WORK INSTRUCTIONS:
Output every record below exactly.

Stored data entries:
___

PR #529, opened 2025-03-21
ESP Compatibility

GhostofCookie:


CMakeLists.txt
```diff
@@ -53,6 +53,12 @@ endif()
 ###
 set (BUILD_SHARED_LIBS OFF)
 set (BUILD_STATIC_LIBS ON)
+
+if (NOT PLATFORM_ESP_IDF)
+    set (CMAKE_MODULE_PATH ${CMAKE_CURRENT_SOURCE_DIR}/cmake)
+    list(APPEND CMAKE_MODULE_PATH ${CMAKE_CURRENT_SOURCE_DIR}/dependencies/transport/cmake)
+endif()
+
 set (CMAKE_MODULE_PATH ${CMAKE_CURRENT_SOURCE_DIR}/cmake)
```
TimEvens, line 62: Looks like we are setting this twice still.

dependencies/CMakeLists.txt
```diff
@@ -32,47 +32,55 @@ if(BUILD_TESTING AND QUICR_BUILD_TESTS AND NOT TARGET doctest)
...
+            # Continue with mbedtls inclusion.
+            option(ENABLE_TESTING OFF)
+            option(ENABLE_PROGRAMS OFF)
+            set(MBEDTLS_AS_SUBPROJECT ON)
+            add_subdirectory(mbedtls)
+
+            set(MBEDTLS_ROOT_DIR ${CMAKE_CURRENT_SOURCE_DIR}/mbedtls)
+            set(MBEDTLS_INCLUDE_DIRS ${CMAKE_CURRENT_SOURCE_DIR}/mbedtls ${CMAKE_CURRENT_SOURCE_DIR}/mbedtls/include)
+
+        elseif(PLATFORM_ESP_IDF)
```
TimEvens, line 79: Seems like IDF_PATH is required and will be set if building for ESP_IDF.  Wonder, do we need `PLATFORM_ESP_IDF` when we could check if IDF_PATH is set?

dependencies/CMakeLists.txt
```diff
@@ -90,16 +98,26 @@ if (NOT PLATFORM_ESP_IDF)
...
-        set(OPENSSL_INCLUDE_DIR "") # Picoquic will still error if this is not set
-        set(PICOQUIC_PTLS_SUBMODULE ON)
-        option(WITH_OPENSSL OFF)
-        set(picoquic_BUILD_TESTS OFF)
-        add_subdirectory(picoquic)
-        add_dependencies(picoquic-core mbedtls)
+         #unset(MBEDTLS_INCLUDE_DIRS)
+         set(MbedTLS_FOUND ON)
+         if (PLATFORM_ESP_IDF)
+             option(BUILD_LOGREADER OFF) # Disable picolog_t build
```
TimEvens, line 104: I don't believe we need this for non-IDF builds...

src/transport_picoquic.cpp
```diff
@@ -463,7 +463,7 @@ PicoQuicTransport::Start()
     (void)picoquic_config_set_option(&config_, picoquic_option_ALPN, quicr_alpn);
     (void)picoquic_config_set_option(
       &config_, picoquic_option_CWIN_MIN, std::to_string(tconfig_.quic_cwin_minimum).c_str());
-    (void)picoquic_config_set_option(&config_, picoquic_option_MAX_CONNECTIONS, "10000");
+    (void)picoquic_config_set_option(&config_, picoquic_option_MAX_CONNECTIONS, "1");
```
TimEvens, line 466: Why 1? Has something changed where that won't limit the relay? This probably should be set in transport config.

GhostofCookie: Ah, yet another thing that needs config. Poor esp didn't have enough memory for picoquic allocating so many connections.

dependencies/CMakeLists.txt
GhostofCookie: I think it's fairly idiomatic either way?

cmake/FindMbedTLS.cmake
```diff
@@ -2,6 +2,10 @@
 # SPDX-License-Identifier: BSD-2-Clause
 
 find_path(MBEDTLS_INCLUDE_DIRS mbedtls/ssl.h)
```
BrettRegnier, line 4: Since it was find_path(MBEDTLS_INCLUDE_DIRS mbedtls/ssl.h mbedtls/esp_config.h)

Should we do
SET(MBED_HEADERS mbedtls/esp_config.h)
if (PLATFORM_ESP_IDF)
list(APPEND MBED_HEADERS mbedtls/esp_config.h)
endif() 
find_path(MBEDTLS_INCLUDE_DIRS MBED_HEADERS)

PR #539, opened 2025-04-19
Additional fixes for multi-publisher handling

TimEvens:


src/transport.cpp
```diff
@@ -628,6 +628,7 @@ namespace quicr {
     void Transport::SubscribeTrack(TransportConnId conn_id, std::shared_ptr<SubscribeTrackHandler> track_handler)
     {
         const auto& tfn = track_handler->GetFullTrackName();
+        track_handler->connection_handle_ = conn_id;
```
TimEvens, line 631: This was missing, which caused the track handler to have a connection handle/ID of zero, which broke cleanup on subscribe error.  Super simple fix. :)

src/transport.cpp
```diff
@@ -853,6 +854,9 @@ namespace quicr {
         } else {
             auto pub_n_it = pub_ns_it->second.find(th.track_name_hash);
             if (pub_n_it == pub_ns_it->second.end()) {
+                track_handler->SetStatus(pub_ns_it->second.begin()->second->GetStatus());
+                SendAnnounce(conn_it->second, tfn.name_space);
```
TimEvens, line 858: We now send duplicate announces, one for each publish track.  The reason is that we need the relay to be notified that there is a new publish track and a subscribe that may have errored last time should be resent now.

GhostofCookie (approved):

PR #553, opened 2025-04-29
Draft 11 Control Messages

RichLogan:


suhasHere (approved):
merging this PR in .. It will not compile as-is, but we are ok to fail for a bit before this stabilizes.

TimEvens:
How about we do our PRs and get them ready, then let's merge/squash this first followed by each subsequent PR based on their readiness.

TimEvens:
Created issue #560 because this PR removed our custom NewGroup message.  This is going to be a challenge to use the parser to regenerate control message parsing/handling when we also have custom messages.

RichLogan:
@TimEvens Scott already has a mechanism for this, I regenerate with that now.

___

RESPONSE AREA:
PR #529, opened 2025-03-21
ESP Compatibility

GhostofCookie:


CMakeLists.txt
```diff
@@ -53,6 +53,12 @@ endif()
 ###
 set (BUILD_SHARED_LIBS OFF)
 set (BUILD_STATIC_LIBS ON)
+
+if (NOT PLATFORM_ESP_IDF)
+    set (CMAKE_MODULE_PATH ${CMAKE_CURRENT_SOURCE_DIR}/cmake)
+    list(APPEND CMAKE_MODULE_PATH ${CMAKE_CURRENT_SOURCE_DIR}/dependencies/transport/cmake)
+endif()
+
 set (CMAKE_MODULE_PATH ${CMAKE_CURRENT_SOURCE_DIR}/cmake)
```
TimEvens, line 62: Looks like we are setting this twice still.

dependencies/CMakeLists.txt
```diff
@@ -32,47 +32,55 @@ if(BUILD_TESTING AND QUICR_BUILD_TESTS AND NOT TARGET doctest)
...
+            # Continue with mbedtls inclusion.
+            option(ENABLE_TESTING OFF)
+            option(ENABLE_PROGRAMS OFF)
+            set(MBEDTLS_AS_SUBPROJECT ON)
+            add_subdirectory(mbedtls)
+
+            set(MBEDTLS_ROOT_DIR ${CMAKE_CURRENT_SOURCE_DIR}/mbedtls)
+            set(MBEDTLS_INCLUDE_DIRS ${CMAKE_CURRENT_SOURCE_DIR}/mbedtls ${CMAKE_CURRENT_SOURCE_DIR}/mbedtls/include)
+
+        elseif(PLATFORM_ESP_IDF)
```
TimEvens, line 79: Seems like IDF_PATH is required and will be set if building for ESP_IDF.  Wonder, do we need `PLATFORM_ESP_IDF` when we could check if IDF_PATH is set?

dependencies/CMakeLists.txt
```diff
@@ -90,16 +98,26 @@ if (NOT PLATFORM_ESP_IDF)
...
-        set(OPENSSL_INCLUDE_DIR "") # Picoquic will still error if this is not set
-        set(PICOQUIC_PTLS_SUBMODULE ON)
-        option(WITH_OPENSSL OFF)
-        set(picoquic_BUILD_TESTS OFF)
-        add_subdirectory(picoquic)
-        add_dependencies(picoquic-core mbedtls)
+         #unset(MBEDTLS_INCLUDE_DIRS)
+         set(MbedTLS_FOUND ON)
+         if (PLATFORM_ESP_IDF)
+             option(BUILD_LOGREADER OFF) # Disable picolog_t build
```
TimEvens, line 104: I don't believe we need this for non-IDF builds...

src/transport_picoquic.cpp
```diff
@@ -463,7 +463,7 @@ PicoQuicTransport::Start()
     (void)picoquic_config_set_option(&config_, picoquic_option_ALPN, quicr_alpn);
     (void)picoquic_config_set_option(
       &config_, picoquic_option_CWIN_MIN, std::to_string(tconfig_.quic_cwin_minimum).c_str());
-    (void)picoquic_config_set_option(&config_, picoquic_option_MAX_CONNECTIONS, "10000");
+    (void)picoquic_config_set_option(&config_, picoquic_option_MAX_CONNECTIONS, "1");
```
TimEvens, line 466: Why 1? Has something changed where that won't limit the relay? This probably should be set in transport config.

GhostofCookie: Ah, yet another thing that needs config. Poor esp didn't have enough memory for picoquic allocating so many connections.

dependencies/CMakeLists.txt
GhostofCookie: I think it's fairly idiomatic either way?

cmake/FindMbedTLS.cmake
```diff
@@ -2,6 +2,10 @@
 # SPDX-License-Identifier: BSD-2-Clause
 
 find_path(MBEDTLS_INCLUDE_DIRS mbedtls/ssl.h)
```
BrettRegnier, line 4: Since it was find_path(MBEDTLS_INCLUDE_DIRS mbedtls/ssl.h mbedtls/esp_config.h)

Should we do
SET(MBED_HEADERS mbedtls/esp_config.h)
if (PLATFORM_ESP_IDF)
list(APPEND MBED_HEADERS mbedtls/esp_config.h)
endif() 
find_path(MBEDTLS_INCLUDE_DIRS MBED_HEADERS)

PR #539, opened 2025-04-19
Additional fixes for multi-publisher handling

TimEvens:


src/transport.cpp
```diff
@@ -628,6 +628,7 @@ namespace quicr {
     void Transport::SubscribeTrack(TransportConnId conn_id, std::shared_ptr<SubscribeTrackHandler> track_handler)
     {
         const auto& tfn = track_handler->GetFullTrackName();
+        track_handler->connection_handle_ = conn_id;
```
TimEvens, line 631: This was missing, which caused the track handler to have a connection handle/ID of zero, which broke cleanup on subscribe error.  Super simple fix. :)

src/transport.cpp
```diff
@@ -853,6 +854,9 @@ namespace quicr {
         } else {
             auto pub_n_it = pub_ns_it->second.find(th.track_name_hash);
             if (pub_n_it == pub_ns_it->second.end()) {
+                track_handler->SetStatus(pub_ns_it->second.begin()->second->GetStatus());
+                SendAnnounce(conn_it->second, tfn.name_space);
```
TimEvens, line 858: We now send duplicate announces, one for each publish track.  The reason is that we need the relay to be notified that there is a new publish track and a subscribe that may have errored last time should be resent now.

GhostofCookie (approved):

PR #553, opened 2025-04-29
Draft 11 Control Messages

RichLogan:


suhasHere (approved):
merging this PR in .. It will not compile as-is, but we are ok to fail for a bit before this stabilizes.

TimEvens:
How about we do our PRs and get them ready, then let's merge/squash this first followed by each subsequent PR based on their readiness.

TimEvens:
Created issue #560 because this PR removed our custom NewGroup message.  This is going to be a challenge to use the parser to regenerate control message parsing/handling when we also have custom messages.

RichLogan:
@TimEvens Scott already has a mechanism for this, I regenerate with that now.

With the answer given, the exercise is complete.